** Work instruction **
The lines from the start of the records through the one containing "Current query uses" are to be transcribed exactly, and nothing else.

(Stored records)
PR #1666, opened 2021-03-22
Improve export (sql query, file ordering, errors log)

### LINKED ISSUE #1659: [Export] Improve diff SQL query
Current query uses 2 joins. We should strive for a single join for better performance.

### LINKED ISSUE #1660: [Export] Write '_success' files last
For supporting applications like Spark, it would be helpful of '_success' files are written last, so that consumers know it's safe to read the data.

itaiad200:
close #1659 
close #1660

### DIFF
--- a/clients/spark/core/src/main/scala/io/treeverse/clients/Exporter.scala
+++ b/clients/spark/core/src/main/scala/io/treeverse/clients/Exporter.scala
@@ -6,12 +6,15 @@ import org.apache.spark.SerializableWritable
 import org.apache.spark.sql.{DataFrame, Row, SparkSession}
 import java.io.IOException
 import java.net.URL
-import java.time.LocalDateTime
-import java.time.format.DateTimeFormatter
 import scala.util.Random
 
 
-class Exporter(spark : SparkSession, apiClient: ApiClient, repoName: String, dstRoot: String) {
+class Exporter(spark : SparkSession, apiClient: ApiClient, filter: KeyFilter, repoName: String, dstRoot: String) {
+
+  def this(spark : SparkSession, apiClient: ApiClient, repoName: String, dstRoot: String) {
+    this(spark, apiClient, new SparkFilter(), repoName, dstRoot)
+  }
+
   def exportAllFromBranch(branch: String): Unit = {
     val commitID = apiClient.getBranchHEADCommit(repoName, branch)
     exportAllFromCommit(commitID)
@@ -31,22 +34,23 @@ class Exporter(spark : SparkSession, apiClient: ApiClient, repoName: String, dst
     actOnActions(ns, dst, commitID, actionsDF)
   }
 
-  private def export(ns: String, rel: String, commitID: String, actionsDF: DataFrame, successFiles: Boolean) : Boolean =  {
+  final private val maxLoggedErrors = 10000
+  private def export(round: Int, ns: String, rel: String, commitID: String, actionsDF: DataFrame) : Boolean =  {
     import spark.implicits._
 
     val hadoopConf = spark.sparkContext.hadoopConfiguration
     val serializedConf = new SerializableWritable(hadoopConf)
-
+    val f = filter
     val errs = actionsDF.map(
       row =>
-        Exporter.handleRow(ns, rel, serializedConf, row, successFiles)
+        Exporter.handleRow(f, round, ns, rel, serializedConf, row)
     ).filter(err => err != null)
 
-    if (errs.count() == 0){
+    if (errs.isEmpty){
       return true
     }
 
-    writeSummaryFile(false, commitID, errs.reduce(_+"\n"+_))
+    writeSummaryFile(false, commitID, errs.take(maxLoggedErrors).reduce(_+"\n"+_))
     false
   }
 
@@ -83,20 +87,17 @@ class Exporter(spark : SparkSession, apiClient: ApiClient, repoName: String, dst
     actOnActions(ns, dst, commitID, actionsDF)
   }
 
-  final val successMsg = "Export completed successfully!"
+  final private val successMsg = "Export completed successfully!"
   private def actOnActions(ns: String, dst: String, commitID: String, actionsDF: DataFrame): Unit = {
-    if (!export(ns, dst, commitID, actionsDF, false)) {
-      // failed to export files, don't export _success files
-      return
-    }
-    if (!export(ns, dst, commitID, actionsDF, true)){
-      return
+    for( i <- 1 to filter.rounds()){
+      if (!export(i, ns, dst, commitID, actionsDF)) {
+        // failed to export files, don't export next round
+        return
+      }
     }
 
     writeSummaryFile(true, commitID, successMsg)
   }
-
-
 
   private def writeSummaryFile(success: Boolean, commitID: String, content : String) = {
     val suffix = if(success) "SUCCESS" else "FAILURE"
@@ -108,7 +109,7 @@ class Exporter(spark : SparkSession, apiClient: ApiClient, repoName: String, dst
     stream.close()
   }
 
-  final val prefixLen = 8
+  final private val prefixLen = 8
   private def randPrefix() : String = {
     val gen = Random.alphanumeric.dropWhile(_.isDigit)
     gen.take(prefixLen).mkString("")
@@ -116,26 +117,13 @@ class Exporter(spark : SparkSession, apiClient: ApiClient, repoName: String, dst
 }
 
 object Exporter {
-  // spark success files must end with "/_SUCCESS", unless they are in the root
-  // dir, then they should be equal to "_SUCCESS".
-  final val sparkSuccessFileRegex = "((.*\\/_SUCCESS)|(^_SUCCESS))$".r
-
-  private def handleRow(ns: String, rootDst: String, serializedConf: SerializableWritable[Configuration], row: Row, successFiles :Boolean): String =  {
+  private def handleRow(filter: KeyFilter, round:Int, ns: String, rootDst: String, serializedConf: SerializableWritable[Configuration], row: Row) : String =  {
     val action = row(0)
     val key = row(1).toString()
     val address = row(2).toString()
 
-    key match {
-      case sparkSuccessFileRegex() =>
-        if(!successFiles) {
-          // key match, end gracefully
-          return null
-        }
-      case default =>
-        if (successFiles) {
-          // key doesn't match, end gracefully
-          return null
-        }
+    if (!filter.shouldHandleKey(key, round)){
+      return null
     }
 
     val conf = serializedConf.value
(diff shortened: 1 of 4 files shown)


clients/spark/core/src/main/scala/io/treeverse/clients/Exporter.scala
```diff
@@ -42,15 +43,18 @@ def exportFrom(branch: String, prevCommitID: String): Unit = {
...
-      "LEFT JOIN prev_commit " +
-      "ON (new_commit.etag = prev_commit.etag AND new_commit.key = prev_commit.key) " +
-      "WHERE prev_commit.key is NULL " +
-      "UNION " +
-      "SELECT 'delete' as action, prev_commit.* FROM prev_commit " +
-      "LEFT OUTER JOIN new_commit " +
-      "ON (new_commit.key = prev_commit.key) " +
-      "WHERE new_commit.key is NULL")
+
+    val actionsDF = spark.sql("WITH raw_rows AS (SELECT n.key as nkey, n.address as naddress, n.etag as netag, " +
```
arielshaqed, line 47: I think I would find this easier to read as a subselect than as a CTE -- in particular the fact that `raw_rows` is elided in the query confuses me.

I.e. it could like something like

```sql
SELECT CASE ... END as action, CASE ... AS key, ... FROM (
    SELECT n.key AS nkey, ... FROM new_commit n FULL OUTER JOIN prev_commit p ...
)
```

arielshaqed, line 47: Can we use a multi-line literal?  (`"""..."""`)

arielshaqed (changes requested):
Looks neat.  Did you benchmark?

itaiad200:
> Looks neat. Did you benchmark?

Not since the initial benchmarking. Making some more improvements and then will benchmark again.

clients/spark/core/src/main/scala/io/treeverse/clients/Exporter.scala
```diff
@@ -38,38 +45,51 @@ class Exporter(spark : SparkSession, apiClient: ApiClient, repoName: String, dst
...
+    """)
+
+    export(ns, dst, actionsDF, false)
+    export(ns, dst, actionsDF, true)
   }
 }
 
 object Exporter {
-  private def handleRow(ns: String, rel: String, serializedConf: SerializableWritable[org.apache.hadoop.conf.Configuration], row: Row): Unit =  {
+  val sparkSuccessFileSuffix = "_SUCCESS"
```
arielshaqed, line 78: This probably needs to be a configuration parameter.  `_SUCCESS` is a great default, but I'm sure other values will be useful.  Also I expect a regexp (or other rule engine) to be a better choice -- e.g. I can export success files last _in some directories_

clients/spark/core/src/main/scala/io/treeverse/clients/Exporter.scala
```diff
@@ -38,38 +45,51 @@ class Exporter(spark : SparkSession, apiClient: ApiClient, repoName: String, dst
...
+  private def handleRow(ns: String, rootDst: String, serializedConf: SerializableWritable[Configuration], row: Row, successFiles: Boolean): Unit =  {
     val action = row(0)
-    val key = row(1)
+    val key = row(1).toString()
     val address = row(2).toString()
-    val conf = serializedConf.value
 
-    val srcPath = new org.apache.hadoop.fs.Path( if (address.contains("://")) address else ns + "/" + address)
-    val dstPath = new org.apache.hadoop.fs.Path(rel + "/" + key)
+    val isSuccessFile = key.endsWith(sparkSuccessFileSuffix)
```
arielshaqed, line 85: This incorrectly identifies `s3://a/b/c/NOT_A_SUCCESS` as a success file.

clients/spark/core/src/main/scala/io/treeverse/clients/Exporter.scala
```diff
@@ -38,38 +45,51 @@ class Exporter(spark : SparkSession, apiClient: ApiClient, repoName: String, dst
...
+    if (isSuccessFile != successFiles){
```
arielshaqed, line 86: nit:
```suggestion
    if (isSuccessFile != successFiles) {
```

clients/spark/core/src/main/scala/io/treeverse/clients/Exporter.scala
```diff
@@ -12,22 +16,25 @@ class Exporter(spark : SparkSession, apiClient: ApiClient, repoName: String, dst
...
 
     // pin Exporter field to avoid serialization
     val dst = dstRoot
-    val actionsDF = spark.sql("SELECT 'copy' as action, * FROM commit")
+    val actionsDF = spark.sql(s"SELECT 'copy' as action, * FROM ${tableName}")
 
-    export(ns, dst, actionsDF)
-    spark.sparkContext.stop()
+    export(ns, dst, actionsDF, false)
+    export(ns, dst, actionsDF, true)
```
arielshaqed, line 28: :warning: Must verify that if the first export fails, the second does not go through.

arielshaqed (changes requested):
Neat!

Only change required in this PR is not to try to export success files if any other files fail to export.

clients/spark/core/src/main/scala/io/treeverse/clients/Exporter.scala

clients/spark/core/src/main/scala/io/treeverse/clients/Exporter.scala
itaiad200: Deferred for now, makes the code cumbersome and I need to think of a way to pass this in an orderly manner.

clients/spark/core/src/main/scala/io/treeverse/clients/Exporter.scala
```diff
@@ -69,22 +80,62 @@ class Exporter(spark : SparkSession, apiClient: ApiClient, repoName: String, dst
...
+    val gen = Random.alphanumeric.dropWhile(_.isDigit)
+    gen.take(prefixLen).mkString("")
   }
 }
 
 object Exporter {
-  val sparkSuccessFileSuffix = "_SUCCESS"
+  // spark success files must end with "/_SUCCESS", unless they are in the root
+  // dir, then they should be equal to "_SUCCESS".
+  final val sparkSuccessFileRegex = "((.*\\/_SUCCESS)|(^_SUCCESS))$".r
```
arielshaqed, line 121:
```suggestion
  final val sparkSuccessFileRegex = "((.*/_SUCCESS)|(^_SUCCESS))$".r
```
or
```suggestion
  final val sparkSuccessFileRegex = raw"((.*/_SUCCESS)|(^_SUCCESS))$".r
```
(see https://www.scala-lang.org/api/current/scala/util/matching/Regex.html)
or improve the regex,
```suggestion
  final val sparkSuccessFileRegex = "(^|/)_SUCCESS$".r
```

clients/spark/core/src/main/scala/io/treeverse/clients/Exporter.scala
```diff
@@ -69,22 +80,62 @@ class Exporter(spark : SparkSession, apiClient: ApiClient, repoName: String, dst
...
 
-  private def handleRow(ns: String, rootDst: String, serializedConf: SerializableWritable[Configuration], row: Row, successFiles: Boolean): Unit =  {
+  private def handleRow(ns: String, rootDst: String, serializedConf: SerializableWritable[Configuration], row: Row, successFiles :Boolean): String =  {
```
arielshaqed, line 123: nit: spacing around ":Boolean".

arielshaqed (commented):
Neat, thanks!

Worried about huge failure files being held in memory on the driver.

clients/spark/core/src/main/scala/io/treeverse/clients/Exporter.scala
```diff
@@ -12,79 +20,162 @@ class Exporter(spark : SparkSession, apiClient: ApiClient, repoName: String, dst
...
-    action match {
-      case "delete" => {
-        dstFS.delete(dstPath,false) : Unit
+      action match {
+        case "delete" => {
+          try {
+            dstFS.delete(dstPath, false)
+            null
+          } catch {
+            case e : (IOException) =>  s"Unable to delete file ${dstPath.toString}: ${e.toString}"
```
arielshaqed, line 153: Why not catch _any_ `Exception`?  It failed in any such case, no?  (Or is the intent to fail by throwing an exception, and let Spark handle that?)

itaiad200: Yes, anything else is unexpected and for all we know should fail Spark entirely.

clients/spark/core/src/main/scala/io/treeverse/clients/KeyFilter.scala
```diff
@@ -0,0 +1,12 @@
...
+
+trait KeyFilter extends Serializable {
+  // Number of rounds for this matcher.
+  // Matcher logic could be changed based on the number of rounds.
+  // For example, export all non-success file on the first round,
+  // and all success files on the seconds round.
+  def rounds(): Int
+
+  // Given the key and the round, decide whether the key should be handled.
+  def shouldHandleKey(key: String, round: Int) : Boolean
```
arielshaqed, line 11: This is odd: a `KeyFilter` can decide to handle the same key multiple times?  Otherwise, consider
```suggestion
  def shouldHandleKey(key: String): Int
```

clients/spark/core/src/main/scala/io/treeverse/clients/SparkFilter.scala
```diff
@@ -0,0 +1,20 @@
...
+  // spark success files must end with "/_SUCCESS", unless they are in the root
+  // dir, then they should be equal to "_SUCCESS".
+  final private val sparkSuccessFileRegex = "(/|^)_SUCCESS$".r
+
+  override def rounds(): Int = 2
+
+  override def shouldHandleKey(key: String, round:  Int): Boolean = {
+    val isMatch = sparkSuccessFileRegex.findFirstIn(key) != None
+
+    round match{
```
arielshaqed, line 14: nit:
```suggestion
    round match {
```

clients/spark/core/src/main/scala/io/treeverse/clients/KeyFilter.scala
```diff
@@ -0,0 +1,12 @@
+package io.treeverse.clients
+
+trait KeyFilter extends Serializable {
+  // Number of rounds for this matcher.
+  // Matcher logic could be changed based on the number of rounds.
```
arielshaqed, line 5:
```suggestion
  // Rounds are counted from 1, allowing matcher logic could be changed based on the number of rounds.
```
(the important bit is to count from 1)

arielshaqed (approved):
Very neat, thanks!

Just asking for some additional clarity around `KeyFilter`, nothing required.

** Your solution **
PR #1666, opened 2021-03-22
Improve export (sql query, file ordering, errors log)

### LINKED ISSUE #1659: [Export] Improve diff SQL query
Current query uses 2 joins. We should strive for a single join for better performance.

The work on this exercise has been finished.